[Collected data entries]
────────────────
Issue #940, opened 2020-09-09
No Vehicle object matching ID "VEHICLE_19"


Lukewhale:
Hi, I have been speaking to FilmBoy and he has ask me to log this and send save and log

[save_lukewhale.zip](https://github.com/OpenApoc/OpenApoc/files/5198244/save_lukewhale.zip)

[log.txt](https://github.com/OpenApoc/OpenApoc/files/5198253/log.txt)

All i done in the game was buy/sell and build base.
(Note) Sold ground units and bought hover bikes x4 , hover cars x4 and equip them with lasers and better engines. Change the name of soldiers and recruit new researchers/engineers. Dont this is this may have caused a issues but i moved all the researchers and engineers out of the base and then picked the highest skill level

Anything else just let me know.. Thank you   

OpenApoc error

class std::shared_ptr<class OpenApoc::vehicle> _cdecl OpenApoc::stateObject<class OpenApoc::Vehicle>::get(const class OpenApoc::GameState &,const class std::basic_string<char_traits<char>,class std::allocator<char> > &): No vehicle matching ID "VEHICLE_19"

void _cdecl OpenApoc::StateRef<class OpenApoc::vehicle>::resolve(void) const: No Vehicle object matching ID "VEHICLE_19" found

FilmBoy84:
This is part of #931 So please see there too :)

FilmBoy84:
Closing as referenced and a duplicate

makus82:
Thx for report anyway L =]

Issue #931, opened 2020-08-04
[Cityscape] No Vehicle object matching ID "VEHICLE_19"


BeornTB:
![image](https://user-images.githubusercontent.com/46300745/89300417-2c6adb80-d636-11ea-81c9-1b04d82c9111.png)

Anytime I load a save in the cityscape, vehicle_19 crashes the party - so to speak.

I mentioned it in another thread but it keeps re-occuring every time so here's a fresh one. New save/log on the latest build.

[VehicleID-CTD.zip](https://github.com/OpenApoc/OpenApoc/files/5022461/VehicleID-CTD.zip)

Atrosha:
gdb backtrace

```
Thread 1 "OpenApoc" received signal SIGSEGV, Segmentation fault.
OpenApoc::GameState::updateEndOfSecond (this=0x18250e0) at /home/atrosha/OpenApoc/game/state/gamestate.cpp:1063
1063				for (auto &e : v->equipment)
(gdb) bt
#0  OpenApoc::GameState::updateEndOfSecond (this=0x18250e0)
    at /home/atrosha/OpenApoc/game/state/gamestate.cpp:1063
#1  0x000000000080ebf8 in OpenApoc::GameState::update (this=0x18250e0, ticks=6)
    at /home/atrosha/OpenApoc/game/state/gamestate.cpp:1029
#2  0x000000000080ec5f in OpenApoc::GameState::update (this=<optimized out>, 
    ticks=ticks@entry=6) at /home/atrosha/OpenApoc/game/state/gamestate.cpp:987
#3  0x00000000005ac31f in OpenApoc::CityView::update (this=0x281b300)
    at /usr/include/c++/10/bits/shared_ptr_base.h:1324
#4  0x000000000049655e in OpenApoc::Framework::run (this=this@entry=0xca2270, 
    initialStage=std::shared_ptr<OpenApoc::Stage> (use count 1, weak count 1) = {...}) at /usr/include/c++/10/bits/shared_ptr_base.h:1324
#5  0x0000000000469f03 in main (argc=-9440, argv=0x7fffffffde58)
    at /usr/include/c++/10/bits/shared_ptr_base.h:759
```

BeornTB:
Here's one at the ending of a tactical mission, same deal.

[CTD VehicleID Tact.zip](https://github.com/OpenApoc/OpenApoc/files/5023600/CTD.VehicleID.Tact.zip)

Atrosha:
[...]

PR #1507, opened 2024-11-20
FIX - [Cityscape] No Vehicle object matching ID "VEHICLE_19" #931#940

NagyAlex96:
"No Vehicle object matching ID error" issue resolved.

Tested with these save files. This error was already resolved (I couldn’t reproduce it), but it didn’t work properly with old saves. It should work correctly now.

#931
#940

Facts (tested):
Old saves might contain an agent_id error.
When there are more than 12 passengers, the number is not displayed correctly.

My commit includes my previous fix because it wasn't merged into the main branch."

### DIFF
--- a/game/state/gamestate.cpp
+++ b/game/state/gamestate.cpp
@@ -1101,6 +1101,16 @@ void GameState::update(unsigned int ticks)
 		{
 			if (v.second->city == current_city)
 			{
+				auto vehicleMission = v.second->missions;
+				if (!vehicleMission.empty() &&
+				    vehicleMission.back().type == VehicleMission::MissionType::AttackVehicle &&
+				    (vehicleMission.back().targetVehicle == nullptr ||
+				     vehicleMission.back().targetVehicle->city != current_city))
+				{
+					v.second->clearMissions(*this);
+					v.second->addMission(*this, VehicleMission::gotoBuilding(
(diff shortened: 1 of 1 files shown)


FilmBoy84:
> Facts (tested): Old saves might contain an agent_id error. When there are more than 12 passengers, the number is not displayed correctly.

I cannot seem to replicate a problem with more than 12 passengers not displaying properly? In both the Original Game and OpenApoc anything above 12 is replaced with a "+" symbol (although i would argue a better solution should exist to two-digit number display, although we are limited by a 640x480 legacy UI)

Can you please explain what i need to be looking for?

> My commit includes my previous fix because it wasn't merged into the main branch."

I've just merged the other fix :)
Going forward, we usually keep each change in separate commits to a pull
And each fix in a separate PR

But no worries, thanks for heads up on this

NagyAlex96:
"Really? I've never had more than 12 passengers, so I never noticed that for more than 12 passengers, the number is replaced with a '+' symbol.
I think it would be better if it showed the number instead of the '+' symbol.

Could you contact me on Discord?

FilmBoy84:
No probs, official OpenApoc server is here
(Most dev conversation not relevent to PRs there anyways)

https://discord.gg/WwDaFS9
────────────────
Goal of the exercise:
What you return must match the entries exactly, word for word.

Solution for this task:
Issue #940, opened 2020-09-09
No Vehicle object matching ID "VEHICLE_19"


Lukewhale:
Hi, I have been speaking to FilmBoy and he has ask me to log this and send save and log

[save_lukewhale.zip](https://github.com/OpenApoc/OpenApoc/files/5198244/save_lukewhale.zip)

[log.txt](https://github.com/OpenApoc/OpenApoc/files/5198253/log.txt)

All i done in the game was buy/sell and build base.
(Note) Sold ground units and bought hover bikes x4 , hover cars x4 and equip them with lasers and better engines. Change the name of soldiers and recruit new researchers/engineers. Dont this is this may have caused a issues but i moved all the researchers and engineers out of the base and then picked the highest skill level

Anything else just let me know.. Thank you   

OpenApoc error

class std::shared_ptr<class OpenApoc::vehicle> _cdecl OpenApoc::stateObject<class OpenApoc::Vehicle>::get(const class OpenApoc::GameState &,const class std::basic_string<char_traits<char>,class std::allocator<char> > &): No vehicle matching ID "VEHICLE_19"

void _cdecl OpenApoc::StateRef<class OpenApoc::vehicle>::resolve(void) const: No Vehicle object matching ID "VEHICLE_19" found

FilmBoy84:
This is part of #931 So please see there too :)

FilmBoy84:
Closing as referenced and a duplicate

makus82:
Thx for report anyway L =]

Issue #931, opened 2020-08-04
[Cityscape] No Vehicle object matching ID "VEHICLE_19"


BeornTB:
![image](https://user-images.githubusercontent.com/46300745/89300417-2c6adb80-d636-11ea-81c9-1b04d82c9111.png)

Anytime I load a save in the cityscape, vehicle_19 crashes the party - so to speak.

I mentioned it in another thread but it keeps re-occuring every time so here's a fresh one. New save/log on the latest build.

[VehicleID-CTD.zip](https://github.com/OpenApoc/OpenApoc/files/5022461/VehicleID-CTD.zip)

Atrosha:
gdb backtrace

```
Thread 1 "OpenApoc" received signal SIGSEGV, Segmentation fault.
OpenApoc::GameState::updateEndOfSecond (this=0x18250e0) at /home/atrosha/OpenApoc/game/state/gamestate.cpp:1063
1063				for (auto &e : v->equipment)
(gdb) bt
#0  OpenApoc::GameState::updateEndOfSecond (this=0x18250e0)
    at /home/atrosha/OpenApoc/game/state/gamestate.cpp:1063
#1  0x000000000080ebf8 in OpenApoc::GameState::update (this=0x18250e0, ticks=6)
    at /home/atrosha/OpenApoc/game/state/gamestate.cpp:1029
#2  0x000000000080ec5f in OpenApoc::GameState::update (this=<optimized out>, 
    ticks=ticks@entry=6) at /home/atrosha/OpenApoc/game/state/gamestate.cpp:987
#3  0x00000000005ac31f in OpenApoc::CityView::update (this=0x281b300)
    at /usr/include/c++/10/bits/shared_ptr_base.h:1324
#4  0x000000000049655e in OpenApoc::Framework::run (this=this@entry=0xca2270, 
    initialStage=std::shared_ptr<OpenApoc::Stage> (use count 1, weak count 1) = {...}) at /usr/include/c++/10/bits/shared_ptr_base.h:1324
#5  0x0000000000469f03 in main (argc=-9440, argv=0x7fffffffde58)
    at /usr/include/c++/10/bits/shared_ptr_base.h:759
```

BeornTB:
Here's one at the ending of a tactical mission, same deal.

[CTD VehicleID Tact.zip](https://github.com/OpenApoc/OpenApoc/files/5023600/CTD.VehicleID.Tact.zip)

Atrosha:
[...]

PR #1507, opened 2024-11-20
FIX - [Cityscape] No Vehicle object matching ID "VEHICLE_19" #931#940

NagyAlex96:
"No Vehicle object matching ID error" issue resolved.

Tested with these save files. This error was already resolved (I couldn’t reproduce it), but it didn’t work properly with old saves. It should work correctly now.

#931
#940

Facts (tested):
Old saves might contain an agent_id error.
When there are more than 12 passengers, the number is not displayed correctly.

My commit includes my previous fix because it wasn't merged into the main branch."

### DIFF
--- a/game/state/gamestate.cpp
+++ b/game/state/gamestate.cpp
@@ -1101,6 +1101,16 @@ void GameState::update(unsigned int ticks)
 		{
 			if (v.second->city == current_city)
 			{
+				auto vehicleMission = v.second->missions;
+				if (!vehicleMission.empty() &&
+				    vehicleMission.back().type == VehicleMission::MissionType::AttackVehicle &&
+				    (vehicleMission.back().targetVehicle == nullptr ||
+				     vehicleMission.back().targetVehicle->city != current_city))
+				{
+					v.second->clearMissions(*this);
+					v.second->addMission(*this, VehicleMission::gotoBuilding(
(diff shortened: 1 of 1 files shown)


FilmBoy84:
> Facts (tested): Old saves might contain an agent_id error. When there are more than 12 passengers, the number is not displayed correctly.

I cannot seem to replicate a problem with more than 12 passengers not displaying properly? In both the Original Game and OpenApoc anything above 12 is replaced with a "+" symbol (although i would argue a better solution should exist to two-digit number display, although we are limited by a 640x480 legacy UI)

Can you please explain what i need to be looking for?

> My commit includes my previous fix because it wasn't merged into the main branch."

I've just merged the other fix :)
Going forward, we usually keep each change in separate commits to a pull
And each fix in a separate PR

But no worries, thanks for heads up on this

NagyAlex96:
"Really? I've never had more than 12 passengers, so I never noticed that for more than 12 passengers, the number is replaced with a '+' symbol.
I think it would be better if it showed the number instead of the '+' symbol.

Could you contact me on Discord?

FilmBoy84:
No probs, official OpenApoc server is here
(Most dev conversation not relevent to PRs there anyways)

https://discord.gg/WwDaFS9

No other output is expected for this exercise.